WHAT IS NEEDED
Using the data that follows, return exactly the lines from the one that contains "PR #1428, opened 2017-09-26" through the one that contains "- [ ] Verified the", ends included.

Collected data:
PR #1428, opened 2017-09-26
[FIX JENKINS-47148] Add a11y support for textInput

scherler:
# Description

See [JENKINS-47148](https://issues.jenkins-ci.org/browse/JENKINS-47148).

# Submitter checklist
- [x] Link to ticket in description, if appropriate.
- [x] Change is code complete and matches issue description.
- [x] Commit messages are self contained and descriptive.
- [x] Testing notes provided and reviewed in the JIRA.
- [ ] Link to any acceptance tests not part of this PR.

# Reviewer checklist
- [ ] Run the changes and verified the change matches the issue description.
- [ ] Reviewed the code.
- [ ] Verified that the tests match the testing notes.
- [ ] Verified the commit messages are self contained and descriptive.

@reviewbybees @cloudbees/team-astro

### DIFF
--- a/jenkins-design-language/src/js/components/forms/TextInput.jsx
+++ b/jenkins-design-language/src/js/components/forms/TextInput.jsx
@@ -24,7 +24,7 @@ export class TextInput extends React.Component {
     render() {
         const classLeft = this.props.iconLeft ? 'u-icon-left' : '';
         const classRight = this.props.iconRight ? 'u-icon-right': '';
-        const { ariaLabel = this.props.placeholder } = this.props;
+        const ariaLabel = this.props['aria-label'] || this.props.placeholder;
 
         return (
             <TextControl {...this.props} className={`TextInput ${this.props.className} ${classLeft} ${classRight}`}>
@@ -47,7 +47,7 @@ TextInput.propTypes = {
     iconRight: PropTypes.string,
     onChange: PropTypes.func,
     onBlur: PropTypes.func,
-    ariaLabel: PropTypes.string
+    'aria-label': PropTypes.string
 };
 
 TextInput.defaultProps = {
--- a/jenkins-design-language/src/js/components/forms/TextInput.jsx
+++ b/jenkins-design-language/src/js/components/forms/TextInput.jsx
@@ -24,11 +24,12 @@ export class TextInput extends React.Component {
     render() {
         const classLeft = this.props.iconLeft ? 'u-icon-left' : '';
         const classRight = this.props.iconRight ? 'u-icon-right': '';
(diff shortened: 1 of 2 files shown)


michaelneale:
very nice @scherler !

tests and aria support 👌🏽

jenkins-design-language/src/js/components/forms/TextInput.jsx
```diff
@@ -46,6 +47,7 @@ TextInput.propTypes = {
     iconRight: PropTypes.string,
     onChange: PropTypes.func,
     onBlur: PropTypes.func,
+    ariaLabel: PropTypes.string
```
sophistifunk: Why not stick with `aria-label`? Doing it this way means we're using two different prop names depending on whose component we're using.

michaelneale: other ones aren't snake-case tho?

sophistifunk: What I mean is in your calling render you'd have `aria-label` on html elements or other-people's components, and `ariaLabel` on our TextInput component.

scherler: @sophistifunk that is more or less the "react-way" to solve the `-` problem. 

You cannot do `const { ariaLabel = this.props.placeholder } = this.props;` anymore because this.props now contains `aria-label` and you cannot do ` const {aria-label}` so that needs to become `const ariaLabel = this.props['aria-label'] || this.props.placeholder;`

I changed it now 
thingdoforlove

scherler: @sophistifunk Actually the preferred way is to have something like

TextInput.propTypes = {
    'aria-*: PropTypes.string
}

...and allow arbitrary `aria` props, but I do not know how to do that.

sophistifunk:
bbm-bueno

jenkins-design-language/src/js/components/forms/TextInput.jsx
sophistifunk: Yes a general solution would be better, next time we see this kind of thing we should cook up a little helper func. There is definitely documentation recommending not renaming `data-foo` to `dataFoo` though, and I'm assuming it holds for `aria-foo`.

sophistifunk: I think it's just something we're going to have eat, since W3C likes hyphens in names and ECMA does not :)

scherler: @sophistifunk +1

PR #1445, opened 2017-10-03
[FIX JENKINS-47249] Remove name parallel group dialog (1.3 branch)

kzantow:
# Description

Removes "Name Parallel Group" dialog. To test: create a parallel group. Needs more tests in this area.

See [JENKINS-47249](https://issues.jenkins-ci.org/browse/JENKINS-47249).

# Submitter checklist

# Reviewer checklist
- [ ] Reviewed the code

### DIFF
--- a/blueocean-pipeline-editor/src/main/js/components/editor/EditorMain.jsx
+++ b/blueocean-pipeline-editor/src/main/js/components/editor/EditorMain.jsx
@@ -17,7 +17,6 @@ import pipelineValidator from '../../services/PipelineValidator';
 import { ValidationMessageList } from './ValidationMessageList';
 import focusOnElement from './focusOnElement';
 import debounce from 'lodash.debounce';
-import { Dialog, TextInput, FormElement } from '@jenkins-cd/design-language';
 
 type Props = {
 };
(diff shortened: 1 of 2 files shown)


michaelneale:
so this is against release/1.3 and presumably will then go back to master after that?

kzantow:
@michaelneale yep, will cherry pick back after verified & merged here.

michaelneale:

==

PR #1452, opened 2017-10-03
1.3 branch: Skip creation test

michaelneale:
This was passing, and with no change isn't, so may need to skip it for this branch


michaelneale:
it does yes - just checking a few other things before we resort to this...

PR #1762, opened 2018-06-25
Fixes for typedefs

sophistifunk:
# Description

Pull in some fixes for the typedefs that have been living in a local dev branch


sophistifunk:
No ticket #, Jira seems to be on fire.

--

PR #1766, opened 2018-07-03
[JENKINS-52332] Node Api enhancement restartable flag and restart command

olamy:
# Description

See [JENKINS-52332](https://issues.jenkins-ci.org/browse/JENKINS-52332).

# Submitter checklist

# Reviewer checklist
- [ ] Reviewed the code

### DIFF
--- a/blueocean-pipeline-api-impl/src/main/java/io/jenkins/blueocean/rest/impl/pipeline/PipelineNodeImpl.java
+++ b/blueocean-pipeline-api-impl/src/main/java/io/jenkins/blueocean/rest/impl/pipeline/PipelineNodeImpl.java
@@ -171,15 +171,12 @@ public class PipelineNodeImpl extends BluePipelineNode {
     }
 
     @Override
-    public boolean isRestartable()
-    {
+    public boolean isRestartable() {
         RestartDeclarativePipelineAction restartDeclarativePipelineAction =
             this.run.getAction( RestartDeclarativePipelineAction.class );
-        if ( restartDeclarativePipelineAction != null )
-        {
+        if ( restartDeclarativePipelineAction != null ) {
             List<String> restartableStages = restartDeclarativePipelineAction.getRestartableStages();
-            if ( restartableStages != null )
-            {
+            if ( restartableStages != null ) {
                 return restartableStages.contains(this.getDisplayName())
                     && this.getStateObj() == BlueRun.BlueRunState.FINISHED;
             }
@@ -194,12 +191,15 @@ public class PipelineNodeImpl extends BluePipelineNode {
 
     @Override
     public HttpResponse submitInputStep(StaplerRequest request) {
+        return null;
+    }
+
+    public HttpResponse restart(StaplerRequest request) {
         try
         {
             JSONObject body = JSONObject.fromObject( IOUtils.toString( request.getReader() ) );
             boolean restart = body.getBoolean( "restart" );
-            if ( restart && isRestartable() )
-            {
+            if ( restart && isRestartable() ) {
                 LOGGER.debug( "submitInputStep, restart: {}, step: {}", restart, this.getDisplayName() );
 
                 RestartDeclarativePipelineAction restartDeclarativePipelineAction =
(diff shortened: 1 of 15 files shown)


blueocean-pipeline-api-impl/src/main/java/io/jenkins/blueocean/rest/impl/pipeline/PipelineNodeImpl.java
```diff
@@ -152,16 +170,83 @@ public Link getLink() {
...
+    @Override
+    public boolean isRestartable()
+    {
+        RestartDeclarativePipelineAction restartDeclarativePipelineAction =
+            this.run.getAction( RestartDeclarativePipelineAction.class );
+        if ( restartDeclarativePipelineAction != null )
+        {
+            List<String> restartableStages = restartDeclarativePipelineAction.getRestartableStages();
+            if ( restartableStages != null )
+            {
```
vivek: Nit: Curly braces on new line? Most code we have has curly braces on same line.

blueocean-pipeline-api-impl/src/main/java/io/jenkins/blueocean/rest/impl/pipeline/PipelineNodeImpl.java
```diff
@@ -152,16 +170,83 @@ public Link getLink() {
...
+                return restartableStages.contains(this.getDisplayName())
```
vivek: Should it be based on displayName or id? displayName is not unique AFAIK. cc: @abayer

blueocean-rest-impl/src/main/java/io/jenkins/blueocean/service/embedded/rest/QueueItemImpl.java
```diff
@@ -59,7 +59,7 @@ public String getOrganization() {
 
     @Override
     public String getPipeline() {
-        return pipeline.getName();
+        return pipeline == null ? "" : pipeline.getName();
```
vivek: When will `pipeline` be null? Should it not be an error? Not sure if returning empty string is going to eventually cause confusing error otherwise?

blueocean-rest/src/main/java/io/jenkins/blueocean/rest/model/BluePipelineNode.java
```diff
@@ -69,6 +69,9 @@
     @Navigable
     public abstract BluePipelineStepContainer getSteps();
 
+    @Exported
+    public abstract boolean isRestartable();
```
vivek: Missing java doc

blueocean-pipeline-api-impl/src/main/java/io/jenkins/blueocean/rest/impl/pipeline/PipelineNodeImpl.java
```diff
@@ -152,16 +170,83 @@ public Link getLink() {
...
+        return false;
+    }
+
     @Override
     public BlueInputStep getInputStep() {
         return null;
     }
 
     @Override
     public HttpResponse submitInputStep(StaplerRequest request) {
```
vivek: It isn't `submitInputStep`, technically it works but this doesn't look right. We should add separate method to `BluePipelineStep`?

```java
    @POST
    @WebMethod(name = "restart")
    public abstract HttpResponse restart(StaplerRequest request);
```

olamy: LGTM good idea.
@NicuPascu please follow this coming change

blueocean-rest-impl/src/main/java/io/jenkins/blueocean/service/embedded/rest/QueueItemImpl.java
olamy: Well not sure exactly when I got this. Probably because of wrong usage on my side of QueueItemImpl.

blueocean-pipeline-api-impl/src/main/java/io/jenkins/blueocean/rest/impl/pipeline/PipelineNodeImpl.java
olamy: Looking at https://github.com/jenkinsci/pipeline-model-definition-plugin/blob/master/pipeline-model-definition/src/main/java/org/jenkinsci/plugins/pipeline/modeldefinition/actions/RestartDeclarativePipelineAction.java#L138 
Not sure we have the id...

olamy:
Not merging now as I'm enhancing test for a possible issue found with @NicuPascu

YOUR RESPONSE
PR #1428, opened 2017-09-26
[FIX JENKINS-47148] Add a11y support for textInput

scherler:
# Description

See [JENKINS-47148](https://issues.jenkins-ci.org/browse/JENKINS-47148).

# Submitter checklist
- [x] Link to ticket in description, if appropriate.
- [x] Change is code complete and matches issue description.
- [x] Commit messages are self contained and descriptive.
- [x] Testing notes provided and reviewed in the JIRA.
- [ ] Link to any acceptance tests not part of this PR.

# Reviewer checklist
- [ ] Run the changes and verified the change matches the issue description.
- [ ] Reviewed the code.
- [ ] Verified that the tests match the testing notes.
- [ ] Verified the commit messages are self contained and descriptive.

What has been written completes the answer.